## Instructions to follow
Which of the lines in the records below hold the string "widening"? Copy every one of them.

[Dataset excerpts]
______________________________
PR #874, opened 2022-10-30
Check `space` option for TD3 and removal of wpoints & `sides-local` widening strategy are not enabled at the same time

### LINKED ISSUE #867: `space` option for TD3 incompatible with removal of wpoints & `sides-local` widening strategy
Helmut observed that those do not work together, as `space` stores values only for things that are in `point`.
We should include a check that these configuration options are mutually exclusive.

michael-schwarz:
Closes #867.

### DIFF
--- a/src/maingoblint.ml
+++ b/src/maingoblint.ml
@@ -122,7 +122,7 @@ and complete args =
 let eprint_color m = eprintf "%s\n" (MessageUtil.colorize ~fd:Unix.stderr m)
 
 let check_arguments () =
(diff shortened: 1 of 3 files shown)


sim642 (approved):
At last GobCon I mentioned that `space` might work work `remove-wpoint` because the latter doesn't remove abstract values from `rho`. Did you come to any conclusion about it or are we just forbidding it for now to be on the safe side?
I guess `space` needs more rethinking anyway.

michael-schwarz:
>  Did you come to any conclusion about it or are we just forbidding it for now to be on the safe side?

We decided to just do this for safety reasons for now, and reconsider the details at some later point.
______________________________
## Written solution
Check `space` option for TD3 and removal of wpoints & `sides-local` widening strategy are not enabled at the same time
### LINKED ISSUE #867: `space` option for TD3 incompatible with removal of wpoints & `sides-local` widening strategy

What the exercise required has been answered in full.